We humans are particularly attuned to reading what we think is expected of us in initial interactions. It is easy to forget that we learn these roles. In this sense we teach people, often unconsciously, how to be students or patients or employees.

This all sounds quite obvious and yet it seems to get little attention. Too often the helpers rush to identify what needs fixing. We inadvertently identify the individual with the problem. In beginning with what's wrong we risk not knowing whom we're trying to help. And this is a costly misstep.

Medicine and teaching provide good examples of this. The doctor-patient relationship usually begins with some form of "What brings you in?" To initiate a relationship with an immediate focus on what's wrong, what doesn't work, the incapacity, defines the individual as a set of flaws. Both medicine and teaching test for disability and then engage.

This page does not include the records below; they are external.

PR #12340, opened 2026-06-08
Fix ghost group reappearing bug

johnturcoo:
## Description

When the last tab of a group was closed, the group was not being deleted. This would cause it to reappear unexpectedly. 

The fix: when a tab is deleted and part of a group, call `prune_empty_tab_group` which will delete the group if it is empty

## Linked Issue

https://linear.app/warpdotdev/issue/APP-4675/deleted-tab-group-reappearing

## Testing

### Screenshots / Videos

[Demo of bug](https://www.loom.com/share/6b858bd86979481d8cf24405c3837fe6)

[Demo after fix](https://www.loom.com/share/a942681a42774357be01edee2e0616d7)

The tab group no longer appears when dragging a tab from above where it used to be.

### DIFF
--- a/app/src/workspace/view.rs
+++ b/app/src/workspace/view.rs
@@ -11368,7 +11368,7 @@ impl Workspace {
         self.tab_mru_order.retain(|id| *id != removed_pane_group_id);
 
         // If the closed tab was a group member, prune the group when it now
-        // has no remaining members. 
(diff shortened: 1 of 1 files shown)


vkodithala (approved):
LG, thanks for the fix!

PR #12348, opened 2026-06-08
Persist tab group on app close

johnturcoo:
## Description
Persists tab groups in the local SQLite session database so they survive an app restart, mirroring the existing behavior for tabs. When you close the app with groups defined — named or unnamed, expanded or collapsed, with any number of member tabs — they come back the same way on next launch, with the same tabs as members and in the same positions.

Also adds a color field to tab groups, replicating tab color styling.

## How it works

A new `tab_groups` table is added alongside the existing tabs table, with one row per group (name, collapsed state, and a reference to the parent window). A nullable `tab_group_id` column is added to tabs so each tab can point at its group, or stay NULL if it's ungrouped. The same three layers used for tabs already (workspace state → snapshot DTO → Diesel model) are extended to carry the new group data through the pipeline.

•  On save: insert the groups first, immediately query back the row ids SQLite assigned (since Diesel can't return them from the insert directly), and build a TabGroupId → row id map. Then when inserting tabs, we look up each tab's in-memory group id in that map and set tab_group_id to the matching row id.
•  On restore: load the groups, mint a fresh `TabGroupId` per row, and build the inverse row id → TabGroupId map. When building each restored tab, we look up its `persisted tab_group_id` row id in that map and populate the tab's in-memory `group_id`.

## Linked Issue

https://linear.app/warpdotdev/issue/APP-4637/persist-tab-group-on-app-close

## Testing

### Screenshots / Videos

[Demo video](https://www.loom.com/share/1c36609bafe745c0a6868ecfdaa0de10)

Demo of app close and reopen. Tab groups are persisted.

### DIFF
--- a/app/src/persistence/sqlite.rs
+++ b/app/src/persistence/sqlite.rs
@@ -942,6 +942,10 @@ fn save_app_state(conn: &mut SqliteConnection, app_state: &AppState) -> Result<(
                     .map(|group| NewTabGroup {
                         window_id,
                         name: group.name.clone(),
+                        color: match group.color {
+                            SelectedTabColor::Unset => None,
+                            _ => serde_yaml::to_string(&group.color).ok(),
+                        },
                         collapsed: group.collapsed,
                     })
                     .collect();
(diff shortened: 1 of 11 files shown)


app/src/persistence/sqlite.rs
```diff
@@ -930,6 +932,39 @@ fn save_app_state(conn: &mut SqliteConnection, app_state: &AppState) -> Result<(
...
+            let mut tab_group_row_ids: HashMap<TabGroupId, i32> = HashMap::new();
+            if !window.tab_groups.is_empty() {
+                let new_tab_groups: Vec<NewTabGroup> = window
+                    .tab_groups
+                    .iter()
+                    .map(|group| NewTabGroup {
+                        window_id,
+                        name: group.name.clone(),
+                        color: match group.color {
+                            SelectedTabColor::Unset => None,
```
vkodithala, line 946: Noticed we have a `Cleared` variant on `SelectedTabColor`; should we be mapping this to `None` too?

app/src/workspace/tab_group.rs
```diff
@@ -25,6 +27,7 @@ impl Default for TabGroupId {
 pub struct TabGroup {
     pub id: TabGroupId,
     pub name: Option<String>,
+    pub color: SelectedTabColor,
```
vkodithala, line 30: This is a nit, and you totally shouldn't address in this PR, but it's usually better to include functionally different changes without dependencies as separate/stacked PRs. Fine to do here for the sake of #warp-speed tho!

app/src/workspace/view.rs
```diff
@@ -11016,6 +11049,25 @@ impl Workspace {
...
+                    id: group.id,
+                    name: group.name.clone(),
+                    color: group.color,
+                    collapsed: group.collapsed,
+                })
+                .collect()
+        } else {
+            Vec::new()
+        };
+
```
vkodithala, line 11070: Very nice!

crates/persistence/build.rs
```diff
@@ -5,5 +5,11 @@ fn main() -> Result<(), std::env::VarError> {
         println!("cargo:rustc-cfg=feature=\"local_fs\"");
     }
 
+    // `embed_migrations!` bakes the migration SQL into the binary at compile
+    // time. Tell cargo to rebuild this crate whenever any migration file
+    // changes, so editing SQL during development doesn't leave a stale,
+    // cached binary behind.
+    println!("cargo:rerun-if-changed=migrations");
```
vkodithala: Unfamiliar with this codepath, but is this a throwaway diff? Would love to understand if/why we need this.

vkodithala (changes requested):
Mostly LG, a little concerned about adding to our persistence build file. Unfamiliar with this codepath so an explanation would be nice. Feel free to RR once addressed!

crates/persistence/build.rs
johnturcoo: OOPS was testing something, this is not meant to be in my PR

app/src/workspace/tab_group.rs
johnturcoo: I totally agree. Just wanted to add it here so I don't need to update the save/restore code again (#warp-speed as you said)

app/src/persistence/sqlite.rs
johnturcoo: I mirrored how tabs handle color. Cleared is treated meaningfully different than None (it represents that the user explicitly cleared the color selection, rather than never selecting a color). From my understanding this handles the edge case where there is a default tab color and the user clears it for a given tab, and thus falling through to the default (color is None) would be different behavior than having cleared the color (on restoration)

vkodithala (approved):
🚀 thanks for the fixes!

PR #12356, opened 2026-06-08
Update placement of group when created from tab(s)

johnturcoo:
## Description

Changes the placement behavior for "New group with tab" (single tab) and "Create group from tabs" (multi-tab selection) so that the new group is created in-place rather than jumping to the top of the tab list.

## How it works 

Before: both actions relocated the selected tab(s) to index 0, so the new group always appeared at the very top regardless of where the tabs were.

After: the new group is anchored at the position of the earliest tab involved:
•  Single tab — the tab stays where it is; no reordering occurs.
•  Multi-tab selection — the group block is spliced in at the earliest selected tab's original position, with the remaining tabs closing the gap.

Edge case (for both single and multi tab cases): if the anchor tab was already a member of an existing group, inserting at its raw slot would split that group's contiguous run. In that case the new group is placed just past the last surviving member of the old group instead, keeping it intact.

## Linked Issue

https://linear.app/warpdotdev/project/tab-grouping-8d9778792fa7/issues

## Testing

### Screenshots / Videos

[Demo Video](https://www.loom.com/share/7989048815d44141b406743a1c80d883)

Demo video shows some basic cases: 
- creating group from single and multi tab creates the group at the first selected tab
as well as some weird edge cases: 
- creating a group from single and multi tab where the first selected tab is in a group, lands the new group after the existing group

### DIFF
--- a/app/src/workspace/view/tab_grouping.rs
+++ b/app/src/workspace/view/tab_grouping.rs
@@ -160,8 +160,11 @@ impl Workspace {
     }
 
     /// "Create group from tabs" menu action. Group membership requires
-    /// tabs to be contiguous in the bar, so we relocate the selected tabs
-    /// to the top as a single block before binding them to the new group.
+    /// tabs to be contiguous in the bar, so we gather the selected tabs into
+    /// a single block anchored at the earliest selected tab's position before
+    /// binding them to the new group. When that earliest tab was itself in a
+    /// group, the block is placed just past that group's last remaining
+    /// member so the existing group stays contiguous instead of being split.
     pub(super) fn new_tab_group_from_selected_tabs(&mut self, ctx: &mut ViewContext<Self>) {
         if !FeatureFlag::GroupedTabs.is_enabled() {
             return;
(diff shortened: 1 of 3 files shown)


app/src/workspace/view/tab_grouping.rs
```diff
@@ -203,12 +212,40 @@ impl Workspace {
...
+        // Edge case — anchor tab WAS in an existing group G:
+        //   Other surviving members of G are still in `other_tabs`. Inserting at
+        //   `anchor_index` could land in the middle of G's run and split it.
+        //   Example: tabs = [A(G), B(G), C(G), D] and we select B and D.
+        //   other_tabs = [A(G), C(G), D]. anchor_index = 1, which points at C —
+        //   inserting there would produce [A(G), B(new), D(new), C(G)], breaking
+        //   G's contiguity. Instead we search other_tabs from the right for the
+        //   last surviving G member (C, at index 1) and insert after it (index 2),
+        //   giving [A(G), C(G), B(new), D(new)].
+        let insert_at = anchor_previous_group_id
```
peicodes, line 238: Code that strongly benefit from examples generally also greatly benefit from having tests

If this is already covered by the view tests then feel free to ignore

peicodes (approved):

PR #12872, opened 2026-06-21
fix(osc): guard params[1] access in OSC 1337 arm against missing second param

### LINKED ISSUE #12817: OSC 1337 without a second parameter panics (index out of bounds), crashing terminal output processing
### Describe the bug

Receiving an OSC `1337` (iTerm inline image protocol) escape **without a second parameter** triggers an `index out of bounds` panic in the OSC dispatcher. The triggering bytes are ordinary, untrusted PTY output, so any program — or `cat`-ing a crafted file — can crash the terminal's output-processing path. It is also reachable from a shared-session remote peer's output.

### To reproduce

```
printf '\e]1337\a'
```

(byte sequence `ESC ] 1337 BEL` = `\x1b]1337\x07`)

Unit-level repro against the ANSI parser:

```rust
let _ = parse_bytes(b"\x1b]1337\x07"); // panics during OSC dispatch
```

### Expected behavior

A malformed / parameterless OSC 1337 should be ignored (treated as unhandled), exactly like the neighboring OSC handlers do when a required parameter is missing.

### Actual behavior

Panic:

```
index out of bounds: the len is 1 but the index is 1
at app/src/terminal/model/ansi/mod.rs:1029
```

`app/src/terminal/model/ansi/mod.rs`, `osc_dispatch`, the `b"1337"` arm. The only length guard before the `match params[0]` (`params.is_empty() || params[0].is_empty()`) only guarantees `params[0]` exists, but the `1337` arm then unconditionally indexes `params[1]`. When the sequence has no second parameter, `params == [b"1337"]` (len 1), so `params[1]` is out of bounds. Every neighboring OSC arm (e.g. `133`, `777`, `52`) checks `params.len()` first; `1337` is the only one that does not. Adding a `params.len() < 2` guard (falling through to `unhandled`) fixes it.

### Environment

- Platform-independent (terminal OSC/VTE dispatch). Reproduced on macOS, warp `master`.
- Severity: a `panic` on untrusted terminal input (DoS). Reachable from local program output and from a shared-session remote peer.
- Regression: present as long as the unguarded `params[1]` access has existed in the `1337` arm.
- Only affects Warp.

I've traced the root cause and have a one-line guard plus a regression test ready locally — happy to open a PR if this is accepted.

adhavan18:
## Description

adds a `params.len() < 2` guard at the top of the `b"1337"` arm in `osc_dispatch` so a parameterless OSC 1337 sequence is treated as unhandled instead of panicking.

## Linked Issue

fixes #12817

## Root cause

`app/src/terminal/model/ansi/mod.rs`, `osc_dispatch`, the `b"1337"` arm directly accesses `params[1]` without a length guard. every neighboring OSC arm (`133`, `777`, `52`, `9277`, `9278`) checks `params.len()` before accessing any param beyond index 0 — the 1337 arm was the only exception.

when the sequence has no second parameter (`params == [b"1337"]`), `params[1]` is out of bounds → panic.

## Fix

three lines added at the top of the `b"1337"` arm:

```rust
if params.len() < 2 {
    return unhandled(params);
}
```

this is identical to the guard pattern already used by `b"133"`, `b"777"`, `b"52"`, and others.

## Testing

added a regression unit test in `mod_tests.rs`:

```rust
#[test]
fn parse_osc1337_without_second_param_does_not_panic() {
    let bytes: &[u8] = b"\x1b]1337\x07";
    let _ = parse_bytes(bytes); // must not panic
}
```

manual test: `printf '\e]1337\a'` in a running warp session no longer crashes.

## Agent Mode

CHANGELOG-BUG-FIX: fix panic when receiving a bare OSC 1337 sequence without a second parameter

### DIFF
--- a/app/src/terminal/model/ansi/mod.rs
+++ b/app/src/terminal/model/ansi/mod.rs
@@ -1026,6 +1026,9 @@ where
 
             // iTerm inline image protocol.
             b"1337" => {
+                if params.len() < 2 {
+                    return unhandled(params);
+                }
                 if params[1].starts_with(b"File=") {
                     let metadata = parse_iterm_image_metadata(params);
 
--- a/app/src/terminal/model/ansi/mod_tests.rs
+++ b/app/src/terminal/model/ansi/mod_tests.rs
@@ -1131,3 +1131,13 @@ fn parse_osc7_empty_payload_ignored() {
 
     assert!(handler.cwd_updates.is_empty());
 }
+
+#[test]
+fn parse_osc1337_without_second_param_does_not_panic() {
+    // Regression test for GH #12817: a bare `ESC ] 1337 BEL` (no second parameter)
+    // previously triggered an index-out-of-bounds panic because the 1337 arm
+    // accessed params[1] without a length guard. It must be silently ignored.
+    let bytes: &[u8] = b"\x1b]1337\x07";
+    // Must not panic.
+    let _ = parse_bytes(bytes);
+}


zachbai:
@adhavan18 please sign the CLA and re-run the CLA check with @cla-bot check when you have

zachbai:
Closing in favor of #12889

PR #12914, opened 2026-06-22
remove strong model handle captures in subscriptions

acarl005:
## Description

This PR is part of an effort to prevent future memory leaks. It is a follow-up to #12767 where we added a new param to `ModelContext::subscribe_to_model`. This PR actually utilizes that new param. This is to prevent scenarios _a. la._ #12355.

## Linked Issue

None. This is structural improvements to memory hygiene.


kevinchevalier (approved):
Great improvement, changing the signature of the callback!

PR #12926, opened 2026-06-22
Fix bug with cross-window drag + pinned tabs

peicodes:
https://www.loom.com/share/25b54d6318bb44529c72e25f7a415062

Fixes issue where dragging a tab out and back in with pinned tabs allows the drag to go above the pinned tabs.

### DIFF
--- a/app/src/workspace/view.rs
+++ b/app/src/workspace/view.rs
@@ -27465,6 +27465,14 @@ impl Workspace {
                         self.calculate_updated_tab_index(current_index, position, ctx)
                     };
                     if new_index != current_index {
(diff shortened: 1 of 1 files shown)


johnturcoo (approved):

johnturcoo:
I think we also need to handle the case where a pinned tab is dragged out and dragged back in. It currently is showing the ghost tab in the pinned region, but then lands after the pinned items. This is because pinned items lose their pin state after they are cross window dragged.

I think we need to clamp past the pinned region in `ReorderInSource` so any tab that is dragged out and back in can not land in the pinned region, regardless of its original pin state.

Also, I assume the fix for the tab group bug is in a follow-up?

If the goal is to motivate, you need to know whom you are trying to help. This is more than the things that need changing. It is as importantly, what strengths, values, dreams, fears and role models reside within them. These provide the fulcrum helpers always need to reach people. The helper must be able to envision a successful client in order to empower them by reflecting back their unique capacities.

After too many years of starting with what's wrong, I tried the opposite. I explained that we would get to the problem but in order to understand their situation it would be most helpful for them to give me a picture of what they were like at their best.

This does not waste time or minimize the problem. On the contrary it speeds the formation of an alliance and provides a treasure trove of data that will be essential to doing the hard work of helping someone change.

The first question is "What's right with you?"